PR #1930, opened 2024-07-13
Clean STC imports

EmilyBourne:
Handling imports by separating concepts with limiters is potentially error prone. It also results in lots of special cases being written to handle each individual import. This PR unifies the strategy by using existing Pyccel concepts. An `Import` now takes the source file as the source argument (instead of the string containing limiters) and an `AsName` as the target. The object in the `AsName` is the PyccelType being handled by this import (described by a VariableTypeAnnotation) and the `target` (local name) of the `AsName` is the C name of this object.

### DIFF
--- a/CHANGELOG.md
+++ b/CHANGELOG.md
@@ -70,6 +70,7 @@ All notable changes to this project will be documented in this file.
 -   \[INTERNALS\] `PyccelFunction` objects which do not represent objects in memory have the type `SymbolicType`.
 -   \[INTERNALS\] Rename `_visit` functions called from a `FunctionCall` which don't match the documented naming pattern to `_build` functions.
 -   \[INTERNALS\] Remove unnecessary argument `kind` to `Errors.set_target`.
+-   \[INTERNALS\] Handle STC imports with Pyccel objects.
 
 ### Deprecated
 
--- a/pyccel/codegen/printing/ccode.py
+++ b/pyccel/codegen/printing/ccode.py
@@ -241,6 +241,8 @@ c_imports = {n : Import(n, Module(n, (), ())) for n in
                  'assert',
                  'numpy_c']}
 
+import_header_guard_prefix = {'Set_extensions' : '_TOOLS_SET'}
+
 class CCodePrinter(CodePrinter):
     """
     A printer for printing code in C.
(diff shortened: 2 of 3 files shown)


jalalium (approved):

pyccel/ast/core.py
```diff
@@ -164,7 +164,7 @@ def object(self):
         return self._obj
 
     def __repr__(self):
-        return f'{self.name} as {self.target}'
+        return f'{self.object} as {self.target}'
```
EmilyBourne, line 167: This change should be mentioned in the PR description

pyccel/ast/core.py
```diff
@@ -3729,14 +3729,14 @@ def __init__(self, source, target = None, ignore_at_print = False, mod = None):
...
         else:
             for i in target:
                 assert isinstance(i, (AsName, Module))
                 if isinstance(i, Module):
-                    self._target.add(AsName(i,source))
+                    self._target[AsName(i,source)] = None
                 else:
-                    self._target.add(i)
+                    self._target[i] = None
         super().__init__()
```
EmilyBourne, line 3740: Why is the call to `Import._format` only needed at one of these 3 lines?

pyccel/ast/core.py
```diff
@@ -3801,23 +3806,25 @@ def __str__(self):
...
+        ----------
+        new_target : str | AsName | iterable[str | AsName]
+            The new import target.
         """
         if iterable(new_target):
-            self._target.update(new_target)
+            self._target.update({t: None for t in new_target})
         else:
-            self._target.add(new_target)
+            self._target[new_target] = None
```
EmilyBourne, line 3827: See above. Is `_format` needed?

pyccel/ast/core.py
EmilyBourne: Done

pyccel/ast/core.py
EmilyBourne: Pyccel objects don't need to be formatted

pyccel/ast/core.py
EmilyBourne: `_format` is only needed at the syntactic stage. I have added an assert for this a22b6b34

jalalium (approved):

pyccel/ast/core.py
EmilyBourne: Assertion failed. Format needed!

• • • •

What is required: Give the count of lines in the data above that hold the string "isinstance", with no additional words.

Exercise solution: 2